One left in New Jersey on September 12, 2015, after at least nine other prisoners have escaped from custody since the summer began. When people told me as a child that summer meant freedom, I never would have guessed it would be like this.
When it comes to escapes, the weak points in a prison aren't in the walls or the steampipes, like the New York escape by Richard Matt and David Sweat suggested. The holes are in the people who run the facility. Preventing another prison escape is not a construction or design matter. It's a human resources task of culling out corruption. Ask the prison staffers who helped El Chapo get free and remain on the loose now for two months.
While I served six-plus years at York Correctional Institution, my cell was in the highest security building; my cellmates were serving 12 to 45 year sentences. From my window, I had a clear view of the road that surrounded the compound. Unlike the view of that road from minimum security side of the prison, my view of the road was decorated with electrified chain link, hardly a screen to watching a silver pickup truck - with a very visible shotgun hanging in the rear window - manned by a guard assigned to drive the perimeter of the grounds. When the guard did his or her job, I could time my laundry by the silver truck's appearance; every few minutes it would cross my window at constant speed. Five or six sightings meant that should ask the laundry worker to put my kitchen uniform in the dryer.
Other days, I would lose track of time because the truck would idle, sometimes for as long as twenty minutes, in front of my cell.
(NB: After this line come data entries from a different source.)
PR #77, opened 2016-02-23
Refined GGP and Family NER rules

### LINKED ISSUE #74: Change the Odin BIO rules: if it ends with "family", etc. label as Family instead of Protein.
Since grounding now dispatches on head label, the bio rules should recognize, and set the appropriate label, for the special cases:

XXX protein family
XXX family

Once rules are enhanced, grounding code will be updated to remove the several special cases.

myedibleenso:
This PR resolves #74.  The improvement uses a lookahead assertion on the token that follows the standard ner rule of the form `[entity=B-somelabel] [entity=I=somelabel]*`). 

### Changes
- A token sequence labelled as GGP by the crf will produce a mention with the label `Family` if the lemma form of the token that follows is "family".  

- A similar check prevents a `GGP` mention being created if a token sequence labelled as GGP by the crf is followed by a token which has the lemma "family".

### Problems
While this doesn't seem to break anything, this change deserves a test or two.  I'd appreciate any examples of strings that are consistently being labeled GGP or Family.

### DIFF
--- a/src/main/resources/edu/arizona/sista/reach/biogrammar/entities/entities.yml
+++ b/src/main/resources/edu/arizona/sista/reach/biogrammar/entities/entities.yml
@@ -141,7 +141,10 @@
   priority: 3
   type: token
   pattern: |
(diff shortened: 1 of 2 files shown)


MihaiSurdeanu:
@hickst: any examples for entities currently labeled as GGP, when they contain "family"?

myedibleenso:
@hickst, did you ever come across any examples that I could use for tests?

myedibleenso:
I've added a test for this change and things appear to be working.

Issue #72, opened 2016-02-19
Enumerate the KB contents in memory


enoriega:
Context engines build a global vocabulary of context types by reading KB files from bio resources and concatenating the lists of IDs in them (the last item on each line of a tsv file).

To recover the context index of a mention in the context vocabulary, we rely on grounding. With the current refactor of grounding, the grounding id is only accessible with via the `nsId` field. This field concatenates the name sapace.

The KB files don't include the namespace in their text, so I use the ad hoc approach of splitting the nsId with `:` and take the last field. I.E. `taxonomy:9606` becomes `9606` which matches the id in `Species.tv.gz`

The problem with this is that _it's a hack_ and the format of the ids in the files is inconsistent, for example, in the KB `GO-subcellular-locations.tsv.gz` the ids have the form 	`GO:0005856` and this breaks my ad hoc approach.

I believe that the vocabularies should contain the namespace to avoid id collisions of different files. An ideal solution would be to have a method that roughly does something like this:

`def getKBEntries(kbName:String) = foreach line in contents(kbName) map { (nsId, text) }`

Where `nsId` is the namespace + id as in the grounding trait and `text` is one of the strings that represent that id.

hickst:
The current refactoring of grounding provides access to **separate** namespace, id, text, key, and species fields (all Strings), AND gives you a convenient nsId method for combining the namespace and the ID. Please read the source code for grounding/KBResolution.scala to see what fields are available.

enoriega:
Right, but this is for the resolution of a given mention. I need to enumerate the contents of a KB file. If I just use the id field in the KBResolution instance of a mention, I'm still in risk of colliding with entries of different files with the same id, as there is no way to get the prefix from the KB tsv.

hickst:
So instead of starting with a total enumeration of all Context KB entries, why don't you build up a data structure containing just the context groundings actually found: adding to the data structure after each file is processed? I'm pretty sure that such a data structure will contain about 10% (or less) of all the possible groundings. Since each grounding resolution includes all the fields I enumerated above, you can separate groundings from different namespaces that may have the same ID.

enoriega:
No, because this is used to build an index of context entities that should be consistent across papers and across run. Building an index on the fly will contain only entries for the mentions from that paper and won't be consistent.

This was they way it was before and we can't compare papers or do learning without a global dictionary

hickst:
ENor says: current solution is missing the Cellular_Component related KBs:
[...]

PR #78, opened 2016-02-23
Accumulated grounding work.

hickst:
Add enumeration of KB entries (issue #72)
Fixes bioprocess grounding bug (issue #75)
Moves finding of grounding candidates to after modifications.
Enhancements to textual output, and grounding trait.
Numerous cleanups.
Adds test suite for Grounding trait.


MihaiSurdeanu:
Is this where the context tests fail?

hickst:
Maddening thing is that sometimes it fails, sometimes it works. But, since it has failed and sometimes continues to fail on the current master branch, I figure I would go ahead and issue the pull request.

MihaiSurdeanu:
In ReachSystem, I see a new method: mutationsToMentions. Does this conflict with @danebell's work in coref? @hickst and @danebell: can you please double check?
Otherwise, I think it's ready to merge.

hickst:
mutationsToMentions is not new code: I just pulled it out of a function above it as it was a self contained piece of logic.

PR #80, opened 2016-02-23
Alias

danebell:
This is a first attempt at having entity mentions share grounding when only one has good grounding and the text indicates that the mentions are synonymous. This sharing continues across sentences. For example, "Akt (also called Akt334, AktTR, or Akt4H) is phosphorylated. AktTR is also ubiquitinated." now produces five entity mentions, all with identical grounding from `Akt`.

This is accomplished by means of rule-based collection of RelationMentions with an `Alias` label that are used by Coref to share grounding and then filtered out.

Limitations: 
* This doesn't work yet for the small number of coordinated examples, e.g. "MLL1/MLL2 (also known as KMT2A and KMT2B, respectively)"
* This only works for mentions tagged Family and MacroMolecule. An example such as "Ras S135M (RasM)" won't do this sharing because the mutation is getting in the way.
* The two mentions must have the same label. This is problematic for those times when they actually are the same, but for NER reasons have been given different labels, but it seems better to be conservative at first.

### DIFF
--- a/src/main/resources/edu/arizona/sista/reach/biogrammar/coref/alias.yml
+++ b/src/main/resources/edu/arizona/sista/reach/biogrammar/coref/alias.yml
@@ -7,7 +7,7 @@
     (@alias:Family | @alias:MacroMolecule)
     [tag="-LRB-"]
     (@alias:Family | @alias:MacroMolecule)
-    ([word=/^,|or$/]+ (@alias:Family | @alias:MacroMolecule))*?
+    ([word=/^,|\/|or$/]+ (@alias:Family | @alias:MacroMolecule))*?
     [tag="-RRB-"]
 
 - name: alias_paren2_referredto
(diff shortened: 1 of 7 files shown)


MihaiSurdeanu:
Dane, can you please use a single static variable for "uaz", instead of copying the string "uaz" throughout the code? Just in case we end up using a different prefix for underdefined grounding.
Otherwise, this is ready to merge.

hickst:
If "uaz" is meant to be a default namespace string, you can use the class constant DefaultNamespace in
grounding/ReachKBConstants (whose value happens to be "uaz").

MihaiSurdeanu:
@danebell: can you please follow Tom's suggestion?

danebell:
Okay, the only use of the actual string "uaz" is in ReachKBConstants now.

Issue #81, opened 2016-02-24
Grounding should handle protein-domain strings


hickst:

hickst:
Use the domain string to identify and ground the protein.

hickst:
In the future, we could make the pattern match smarter but I'm not even sure how frequently the basic PPP-DDD pattern occurs so, for now, perhaps we can close this issue.

MihaiSurdeanu:
I agree.

PR #85, opened 2016-02-26
Use the protein-domain string to identify and ground the protein.

hickst:
Implements feature request of issue #81.


hickst:
No, in fact, this simple pattern only captures  PPP-DDD. It would be better to enhance the pattern to capture (PPP)+-DDD since many proteins have more than one hyphenated section: (e.g. PI3K-C2-alpha).

PR #91, opened 2016-02-29
Issue90: grounding pXXX => XXX

hickst:
Implements PTM-related prefix stripping as alternate lookup method for proteins. 
This simple approach should be very effective but, because of current grounding design and data limitations, has the remote potential to create some false positive groundings (i.e. stripping a PTM-prefix from a string could potentially result in an incorrect protein identification). This should be very unlikely, especially as this algorithm is run last in the series of key lookups.


MihaiSurdeanu:
I wonder if we need to add other patterns in addition to p|u? Can you please check with RGX?
We also need to discuss how we can recover the PTM later in Reach.
I will merge this for now.

PR #93, opened 2016-03-01
Fix typo in pom.xml dependency stanza in README

jmuhlich:
The groupId must be `org.clulab`, not `clulab.org`.


MihaiSurdeanu:
Thanks!

PR #109, opened 2016-03-09
Control the number of threads used in parallelization

myedibleenso:
I've added a variable (`threadLimit`) under `application.conf` to control the size of the thread pool used in parallelization.  So far I've only integrated `threadLimit` into the `ReachCLI` and `PaperReader` runnables.


myedibleenso:
In the future, I think we should wait until travis finishes before merging.

PR #134, opened 2016-03-28
deleted wrong pattern fragment

marcovzla:
Deleted a fragment of a pattern that isn't doing anything other than convoluting it.
The word "by" shouldn't be reachable using collapsed dependencies.
If it is reachable, it is probably not part of the controlled argument.
I'm not sure what was the intention of whoever wrote this, but I suspect it is not doing that.


myedibleenso:
Good catch.  The lab should devote a day or two over the summer to cleaning up the grammars.  There are a few spurious things floating around.  We don't want to point Odin neophytes to our grammars only to confuse them.

PR #131, opened 2020-08-12
Protect against potential data race in working with propagation context

maplebed:
There are two ways to get propagation headers out of the go beeline. The function to serialize headers (that returns the beeline header format) and the newer request for a `PropagationContext` object which can then be serialized into custom formats using the wrapper's propagation hooks. 

Unfortunately the latter form does not protect the trace level fields map from concurrent access. The effect is that if one gets a propagation context object and simultaneously adds a trace level field, a data race on that map access can occur. 

The first commit in this PR adds a test that confirms this race can happen. Switching your git checkout to f22a86c and running `go test ./... -race` will spit out the dreaded `WARNING: DATA RACE` message. Moving back to past the second commit in this PR and re-running the tests will show that moving the portion that works on the trace level fields into the `Trace`-attached method and making a copy of the fields protects against that race. 

The interface for calling either of these methods is unchanged.

### DIFF
--- a/trace/trace.go
+++ b/trace/trace.go
@@ -132,15 +132,25 @@ func (t *Trace) AddField(key string, val interface{}) {
 // The serialized form may be passed to NewTrace() in order to create a new
 // trace that will be connected to this trace.
 func (t *Trace) serializeHeaders(spanID string) string {
-	var prop = &propagation.PropagationContext{
-		TraceID:      t.traceID,
-		ParentID:     spanID,
-		Dataset:      t.builder.Dataset,
-		TraceContext: t.traceLevelFields,
-	}
-	t.tlfLock.RLock()
-	defer t.tlfLock.RUnlock()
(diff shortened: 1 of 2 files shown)


trace/trace.go
```diff
@@ -132,15 +132,29 @@ func (t *Trace) AddField(key string, val interface{}) {
...
-	var prop = &propagation.PropagationContext{
+	prop := t.propagationContext()
+	prop.ParentID = spanID
+	return propagation.MarshalTraceContext(prop)
+}
+
+// propagationContext returns a partially populated propagation context. It only
+// has the fields that come from the trace level - after getting the returned
+// object the caller must still fill in the span ID in order to fully populate
+// the PopulationContext struct for use creating serialized headers.
```
paulosman, line 143:
```suggestion
// the PropagationContext struct for use creating serialized headers.
```

PR #135, opened 2020-08-27
Add log when event is rejected with invalid api key

MikeGoldsmith:
Add log for more descriptive message during `readResponses` when an unauthorised response is received because if an invalid API key.

Corresponding PR in libhoney-go: https://github.com/honeycombio/libhoney-go/pull/96


MikeGoldsmith:
Yeah, you would potentially see messages both from libhoney and the beeline. I chose to add both because the libhoney change is dependent on a logger being given to the `Honeycomb` struct and the `readResponses` func in the Beeline always writes to STDOUT when the `DEBUG` flag is set in the config.

I think it's unlikely both a logger and the debug flag be set in a non-dev environment.

beeline.go
```diff
@@ -278,6 +278,8 @@ func readResponses(responses chan transmission.Response) {
 				message += fmt.Sprintf(": %s", metadata)
 			}
 			fmt.Printf("%s\n", message)
+		} else if r.StatusCode == 401 {
```
paulosman, line 281:
```suggestion
		} else if r.StatusCode == http.StatusUnauthorized {
```

paulosman (approved):

PR #146, opened 2020-09-29
Implement B3 propagator

Wilhansen:
The Zipkin system uses B3 as their propagation protocol so it's kinda awkward that beeline uses zipkin but not B3 (also, ingress-nginx has yet to support W3C Trace Context).

This PR adds that propagation using B3 mainly by piggybacking on the existing W3C implementation which uses otel libs.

I would watch closely, trying to make out what the guard was doing. No other truck ever passed by, covering his assignment. I used to wonder what could happen on the other side where no chain link twists backed up the perimeter surveillance.
I learned what could happen when the prison underwent two separate escapes from the minimum security side where there is no fence or wall to bore through to get to freedom. Two women walked away from the gym where their unit had been sent for evening recreation. It's maybe a 50-yard walk between the gym and their unit, a short enough distance for a guard to stand in place and watch and count the inmates as they walked from one building to the other. But it was night time in January and no one was out there as they made their break. The perimeter driver didn't see them either.
Approximately three months later, another woman, an inmate who happened to be suffering emotionally, escaped her feelings by walking through the woods when she had been released to pre-breakfast blood-sugar testing for diabetic inmates. She was supposed to report directly to the dining hall after her Accucheck. Perimeter driver missed her, too.
Corruption in a prison isn't always the result of craven opportunism with guards' smuggling in cell phones, cocaine, or cigarettes for wads of cash that supplement their meager paychecks. Some prison corruption is as simple as a guard sleeping when she is being paid to work or checking his email on his phone on the side of the road he is supposed to be driving and watching an unfenced prison compound.
It's not that exploiting these weak points is new. There are over 220 inmates currently on escape status in the United States, at least as far as the Associated Press can determine. People have been slacking off for centuries.
"Wilful incompetence" was first documented in World War II when soldiers exhibited "passive measures, such as pouting, stubbornness, procrastination, inefficiency, and passive obstructionism." Interestingly enough, these exact behaviors made it into the first Diagnostic and Statistical Manual as a diagnosable mental illness: passive aggression. But at the time, being a shirker was attributed to routine stress and immaturity. No one examined how many deaths could have been prevented had wilful incompetence not occurred in foreign battlefields.
That's the amazing worldview that living in a prison imparts on you. You understand every problem, every accident, every crime - whether it's in a prison or outside of it - as the result of someone, somewhere, failing to do his job. A child dies at the hands of a serial killer because cops don't investigate why a teenager is naked, incoherent and bleeding. A plane crashes on the pilot's suicide mission because no one made sure that he wasn't taking SSRI anti-depressants. Prisoners escape and kill a vacationing couple, probably because someone was asleep or on the side of the road at the prison. After you've done time, you can practically draw the connections between the failures and the results with a Sharpie.
By extension, if every breach is connected to someone's not going his job, then every success originates not necessarily in skill, luck or teamwork, but just performance. To prevent more of the escapes that made the summer of 2015 a true summer of freedom, all anyone has to do is his job.